[RECORDS TO PROCESS]

● ● ● ● ● ● ●

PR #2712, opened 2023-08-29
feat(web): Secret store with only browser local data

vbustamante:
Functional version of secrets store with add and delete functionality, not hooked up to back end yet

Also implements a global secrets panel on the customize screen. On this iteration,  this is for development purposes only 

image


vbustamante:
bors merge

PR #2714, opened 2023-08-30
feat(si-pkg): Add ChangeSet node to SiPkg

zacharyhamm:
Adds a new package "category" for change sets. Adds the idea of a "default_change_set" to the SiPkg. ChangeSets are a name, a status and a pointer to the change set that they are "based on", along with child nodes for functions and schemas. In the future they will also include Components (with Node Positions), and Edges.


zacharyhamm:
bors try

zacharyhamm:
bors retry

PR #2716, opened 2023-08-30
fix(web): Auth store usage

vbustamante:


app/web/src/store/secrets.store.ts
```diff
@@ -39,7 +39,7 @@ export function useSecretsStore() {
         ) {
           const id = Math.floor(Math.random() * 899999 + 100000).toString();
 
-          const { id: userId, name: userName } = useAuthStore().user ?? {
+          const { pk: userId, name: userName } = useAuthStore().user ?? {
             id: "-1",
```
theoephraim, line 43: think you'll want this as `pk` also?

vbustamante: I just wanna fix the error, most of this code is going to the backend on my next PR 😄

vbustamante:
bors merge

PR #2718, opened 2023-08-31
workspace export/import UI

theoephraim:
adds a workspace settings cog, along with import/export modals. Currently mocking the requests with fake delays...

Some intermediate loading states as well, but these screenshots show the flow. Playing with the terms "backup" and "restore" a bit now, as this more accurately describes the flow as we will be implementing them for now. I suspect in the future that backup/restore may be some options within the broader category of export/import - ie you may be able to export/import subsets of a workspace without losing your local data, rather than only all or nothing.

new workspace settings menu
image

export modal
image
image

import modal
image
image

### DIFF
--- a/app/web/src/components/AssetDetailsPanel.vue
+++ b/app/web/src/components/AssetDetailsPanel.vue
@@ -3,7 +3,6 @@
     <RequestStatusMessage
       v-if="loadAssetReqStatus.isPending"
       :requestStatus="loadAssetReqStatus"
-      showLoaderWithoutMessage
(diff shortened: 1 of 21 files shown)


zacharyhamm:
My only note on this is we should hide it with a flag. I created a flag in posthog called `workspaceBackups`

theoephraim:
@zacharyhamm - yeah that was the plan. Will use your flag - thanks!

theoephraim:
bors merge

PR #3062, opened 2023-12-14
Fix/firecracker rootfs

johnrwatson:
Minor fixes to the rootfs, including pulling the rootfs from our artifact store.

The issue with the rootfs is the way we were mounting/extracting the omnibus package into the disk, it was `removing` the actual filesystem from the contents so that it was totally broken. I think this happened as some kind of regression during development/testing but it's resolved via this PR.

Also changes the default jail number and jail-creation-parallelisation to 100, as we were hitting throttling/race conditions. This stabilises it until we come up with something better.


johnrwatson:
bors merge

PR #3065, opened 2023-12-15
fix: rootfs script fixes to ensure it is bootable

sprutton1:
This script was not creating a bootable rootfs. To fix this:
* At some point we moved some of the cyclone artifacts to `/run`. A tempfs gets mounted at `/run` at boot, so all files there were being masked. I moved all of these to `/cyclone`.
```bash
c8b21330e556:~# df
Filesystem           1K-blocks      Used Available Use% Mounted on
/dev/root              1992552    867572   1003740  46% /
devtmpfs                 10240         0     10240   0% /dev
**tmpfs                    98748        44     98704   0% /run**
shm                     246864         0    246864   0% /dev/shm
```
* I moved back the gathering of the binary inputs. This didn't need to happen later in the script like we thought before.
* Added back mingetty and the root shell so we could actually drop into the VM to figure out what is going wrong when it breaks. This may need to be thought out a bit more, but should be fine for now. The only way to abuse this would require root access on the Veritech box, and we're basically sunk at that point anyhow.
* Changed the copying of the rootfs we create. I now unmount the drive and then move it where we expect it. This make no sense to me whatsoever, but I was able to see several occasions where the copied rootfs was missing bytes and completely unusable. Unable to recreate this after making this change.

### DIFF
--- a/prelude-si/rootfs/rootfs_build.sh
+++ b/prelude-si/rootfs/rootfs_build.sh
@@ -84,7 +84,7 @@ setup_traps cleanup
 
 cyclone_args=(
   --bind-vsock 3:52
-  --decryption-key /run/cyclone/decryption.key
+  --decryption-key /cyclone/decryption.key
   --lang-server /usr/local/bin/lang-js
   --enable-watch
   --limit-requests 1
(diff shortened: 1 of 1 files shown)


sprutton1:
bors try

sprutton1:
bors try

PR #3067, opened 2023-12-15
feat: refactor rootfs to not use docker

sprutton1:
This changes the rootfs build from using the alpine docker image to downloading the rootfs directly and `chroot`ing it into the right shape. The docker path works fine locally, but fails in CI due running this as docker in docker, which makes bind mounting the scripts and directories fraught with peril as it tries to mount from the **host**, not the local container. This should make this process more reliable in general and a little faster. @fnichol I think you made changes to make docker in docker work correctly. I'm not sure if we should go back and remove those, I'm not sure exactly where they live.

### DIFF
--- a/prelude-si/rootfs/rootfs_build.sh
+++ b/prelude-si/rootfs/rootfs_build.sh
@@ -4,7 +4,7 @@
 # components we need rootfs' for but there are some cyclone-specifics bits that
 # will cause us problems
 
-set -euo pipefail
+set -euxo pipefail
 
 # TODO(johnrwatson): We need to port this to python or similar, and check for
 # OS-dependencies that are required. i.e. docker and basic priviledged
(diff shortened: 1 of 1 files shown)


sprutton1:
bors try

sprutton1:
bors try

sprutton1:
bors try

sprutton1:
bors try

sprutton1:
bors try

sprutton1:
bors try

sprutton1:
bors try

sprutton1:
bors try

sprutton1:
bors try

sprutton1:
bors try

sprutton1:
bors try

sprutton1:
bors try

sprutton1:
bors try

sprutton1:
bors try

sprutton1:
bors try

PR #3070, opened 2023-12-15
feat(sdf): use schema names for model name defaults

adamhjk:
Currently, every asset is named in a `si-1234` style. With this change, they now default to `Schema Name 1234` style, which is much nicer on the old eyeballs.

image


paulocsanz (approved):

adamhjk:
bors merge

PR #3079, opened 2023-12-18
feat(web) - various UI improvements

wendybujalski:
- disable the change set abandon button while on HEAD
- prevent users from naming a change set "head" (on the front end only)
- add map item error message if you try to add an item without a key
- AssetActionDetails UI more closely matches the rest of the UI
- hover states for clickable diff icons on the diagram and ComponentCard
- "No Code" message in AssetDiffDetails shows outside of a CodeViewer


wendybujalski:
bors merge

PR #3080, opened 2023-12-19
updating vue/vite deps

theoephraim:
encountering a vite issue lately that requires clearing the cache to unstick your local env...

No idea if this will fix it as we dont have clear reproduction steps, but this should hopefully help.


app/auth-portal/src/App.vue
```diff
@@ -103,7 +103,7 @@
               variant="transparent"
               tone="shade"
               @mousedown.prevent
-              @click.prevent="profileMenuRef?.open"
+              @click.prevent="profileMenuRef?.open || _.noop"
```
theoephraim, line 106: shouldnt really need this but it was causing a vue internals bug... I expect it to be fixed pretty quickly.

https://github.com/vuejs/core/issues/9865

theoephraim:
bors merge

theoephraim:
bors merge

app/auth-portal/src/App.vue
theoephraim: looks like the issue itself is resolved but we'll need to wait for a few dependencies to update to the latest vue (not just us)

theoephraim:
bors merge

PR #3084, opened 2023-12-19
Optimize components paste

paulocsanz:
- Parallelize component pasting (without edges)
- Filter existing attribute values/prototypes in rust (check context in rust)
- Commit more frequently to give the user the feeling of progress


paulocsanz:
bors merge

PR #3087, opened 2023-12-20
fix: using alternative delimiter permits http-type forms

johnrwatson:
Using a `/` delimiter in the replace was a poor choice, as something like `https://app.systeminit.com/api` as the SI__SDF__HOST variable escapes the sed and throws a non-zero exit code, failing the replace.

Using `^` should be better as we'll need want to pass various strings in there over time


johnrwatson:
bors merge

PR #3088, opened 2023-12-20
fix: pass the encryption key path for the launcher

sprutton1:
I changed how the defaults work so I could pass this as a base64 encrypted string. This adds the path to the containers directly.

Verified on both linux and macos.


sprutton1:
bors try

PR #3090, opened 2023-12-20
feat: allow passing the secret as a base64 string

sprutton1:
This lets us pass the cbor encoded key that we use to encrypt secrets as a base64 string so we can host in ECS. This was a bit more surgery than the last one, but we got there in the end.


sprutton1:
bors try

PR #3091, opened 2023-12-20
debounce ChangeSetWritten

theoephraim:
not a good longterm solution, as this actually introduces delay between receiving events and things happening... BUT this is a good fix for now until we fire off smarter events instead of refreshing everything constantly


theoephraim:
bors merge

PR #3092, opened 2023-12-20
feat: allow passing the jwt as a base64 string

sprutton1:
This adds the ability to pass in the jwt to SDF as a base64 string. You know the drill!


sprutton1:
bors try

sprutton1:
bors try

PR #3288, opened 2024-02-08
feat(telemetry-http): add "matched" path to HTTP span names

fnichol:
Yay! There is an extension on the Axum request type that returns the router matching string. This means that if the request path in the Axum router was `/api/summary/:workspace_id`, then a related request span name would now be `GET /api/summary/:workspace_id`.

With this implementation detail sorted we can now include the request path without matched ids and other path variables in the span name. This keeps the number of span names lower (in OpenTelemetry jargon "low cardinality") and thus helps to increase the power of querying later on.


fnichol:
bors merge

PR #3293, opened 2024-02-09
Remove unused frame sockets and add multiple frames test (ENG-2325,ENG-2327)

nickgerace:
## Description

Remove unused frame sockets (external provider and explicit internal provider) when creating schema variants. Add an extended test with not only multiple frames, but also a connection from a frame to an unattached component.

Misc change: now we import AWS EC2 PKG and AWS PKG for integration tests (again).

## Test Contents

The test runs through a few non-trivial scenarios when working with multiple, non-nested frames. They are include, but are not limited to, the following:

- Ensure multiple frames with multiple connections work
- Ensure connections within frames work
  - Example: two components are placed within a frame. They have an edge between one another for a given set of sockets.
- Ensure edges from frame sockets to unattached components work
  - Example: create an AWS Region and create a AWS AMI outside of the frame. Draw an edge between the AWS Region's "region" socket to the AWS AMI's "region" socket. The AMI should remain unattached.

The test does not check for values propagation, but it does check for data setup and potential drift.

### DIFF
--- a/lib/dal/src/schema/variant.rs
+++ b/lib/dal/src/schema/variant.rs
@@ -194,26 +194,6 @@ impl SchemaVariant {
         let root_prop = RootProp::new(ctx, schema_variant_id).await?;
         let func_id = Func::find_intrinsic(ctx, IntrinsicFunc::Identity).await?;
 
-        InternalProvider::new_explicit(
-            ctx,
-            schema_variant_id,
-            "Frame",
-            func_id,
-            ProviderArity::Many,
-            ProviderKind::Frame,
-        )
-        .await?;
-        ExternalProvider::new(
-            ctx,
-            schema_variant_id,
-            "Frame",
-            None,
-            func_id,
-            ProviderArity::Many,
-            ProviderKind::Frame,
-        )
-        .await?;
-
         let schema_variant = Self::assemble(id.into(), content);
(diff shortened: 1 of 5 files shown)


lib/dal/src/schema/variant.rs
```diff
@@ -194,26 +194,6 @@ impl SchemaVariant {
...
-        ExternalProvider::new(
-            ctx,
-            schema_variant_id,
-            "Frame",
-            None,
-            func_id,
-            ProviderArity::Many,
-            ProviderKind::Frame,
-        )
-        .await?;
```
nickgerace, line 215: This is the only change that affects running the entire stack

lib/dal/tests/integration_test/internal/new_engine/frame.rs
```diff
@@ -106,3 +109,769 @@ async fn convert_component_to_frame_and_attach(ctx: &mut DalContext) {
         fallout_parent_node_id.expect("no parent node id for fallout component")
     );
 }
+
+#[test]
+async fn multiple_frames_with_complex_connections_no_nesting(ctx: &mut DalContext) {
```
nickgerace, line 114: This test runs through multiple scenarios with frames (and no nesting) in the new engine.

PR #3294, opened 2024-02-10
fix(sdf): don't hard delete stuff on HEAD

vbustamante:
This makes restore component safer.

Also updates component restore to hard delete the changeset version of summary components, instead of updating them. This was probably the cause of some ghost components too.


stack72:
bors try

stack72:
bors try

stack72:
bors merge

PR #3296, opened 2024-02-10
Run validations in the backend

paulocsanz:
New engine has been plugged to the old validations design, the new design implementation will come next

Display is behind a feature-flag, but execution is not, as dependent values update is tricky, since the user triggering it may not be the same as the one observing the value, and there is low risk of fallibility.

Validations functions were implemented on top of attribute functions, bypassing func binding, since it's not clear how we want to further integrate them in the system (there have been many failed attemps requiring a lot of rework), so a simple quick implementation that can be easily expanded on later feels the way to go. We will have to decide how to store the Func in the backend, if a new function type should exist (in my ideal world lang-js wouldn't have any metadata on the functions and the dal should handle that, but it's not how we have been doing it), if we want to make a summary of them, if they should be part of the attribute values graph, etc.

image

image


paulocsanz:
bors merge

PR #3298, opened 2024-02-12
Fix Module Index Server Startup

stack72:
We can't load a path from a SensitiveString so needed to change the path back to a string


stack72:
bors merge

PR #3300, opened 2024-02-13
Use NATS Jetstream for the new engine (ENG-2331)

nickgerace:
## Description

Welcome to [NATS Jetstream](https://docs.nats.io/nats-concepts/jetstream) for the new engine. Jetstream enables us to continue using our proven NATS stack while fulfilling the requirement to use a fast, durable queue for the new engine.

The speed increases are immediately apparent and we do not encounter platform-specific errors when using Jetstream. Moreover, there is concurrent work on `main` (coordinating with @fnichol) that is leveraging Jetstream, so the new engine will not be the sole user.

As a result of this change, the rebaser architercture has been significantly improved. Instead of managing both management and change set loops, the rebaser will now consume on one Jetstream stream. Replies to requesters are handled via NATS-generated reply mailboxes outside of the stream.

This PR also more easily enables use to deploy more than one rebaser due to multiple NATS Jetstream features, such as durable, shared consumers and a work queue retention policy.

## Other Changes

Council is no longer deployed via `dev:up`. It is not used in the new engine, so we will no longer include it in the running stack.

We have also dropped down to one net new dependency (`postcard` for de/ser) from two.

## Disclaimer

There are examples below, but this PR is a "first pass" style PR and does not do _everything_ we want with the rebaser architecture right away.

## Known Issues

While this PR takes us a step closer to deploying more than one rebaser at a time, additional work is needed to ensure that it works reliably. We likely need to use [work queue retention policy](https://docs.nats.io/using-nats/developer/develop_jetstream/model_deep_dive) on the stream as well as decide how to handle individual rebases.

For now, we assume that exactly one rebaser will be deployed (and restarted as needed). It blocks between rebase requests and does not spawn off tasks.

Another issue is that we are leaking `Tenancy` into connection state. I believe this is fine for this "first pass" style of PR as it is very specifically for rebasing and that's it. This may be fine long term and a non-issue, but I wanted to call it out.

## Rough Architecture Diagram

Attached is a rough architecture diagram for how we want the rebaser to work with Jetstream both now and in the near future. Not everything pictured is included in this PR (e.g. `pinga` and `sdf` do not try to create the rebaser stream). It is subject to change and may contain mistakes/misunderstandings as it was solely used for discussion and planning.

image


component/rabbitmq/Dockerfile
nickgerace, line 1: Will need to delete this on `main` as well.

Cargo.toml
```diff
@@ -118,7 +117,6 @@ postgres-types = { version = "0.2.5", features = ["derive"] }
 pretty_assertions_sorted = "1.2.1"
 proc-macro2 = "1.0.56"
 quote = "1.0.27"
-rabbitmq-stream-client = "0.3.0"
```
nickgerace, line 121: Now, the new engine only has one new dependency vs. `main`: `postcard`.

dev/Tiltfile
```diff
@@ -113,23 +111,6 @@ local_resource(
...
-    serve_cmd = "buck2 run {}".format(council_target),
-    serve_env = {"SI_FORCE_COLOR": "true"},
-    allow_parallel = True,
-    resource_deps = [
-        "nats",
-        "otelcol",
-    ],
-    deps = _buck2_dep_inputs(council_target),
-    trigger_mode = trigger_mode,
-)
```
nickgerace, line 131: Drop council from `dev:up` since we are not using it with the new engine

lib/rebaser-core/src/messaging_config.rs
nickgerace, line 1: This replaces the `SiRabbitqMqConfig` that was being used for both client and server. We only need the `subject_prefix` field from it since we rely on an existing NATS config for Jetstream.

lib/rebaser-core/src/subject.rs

● ● ● ● ● ● ●

[EXERCISE BRIEF] Copy all lines from the data that hold the word "delete".

[TASK OUTPUT]
Functional version of secrets store with add and delete functionality, not hooked up to back end yet
fix(sdf): don't hard delete stuff on HEAD
Also updates component restore to hard delete the changeset version of summary components, instead of updating them. This was probably the cause of some ghost components too.
nickgerace, line 1: Will need to delete this on `main` as well.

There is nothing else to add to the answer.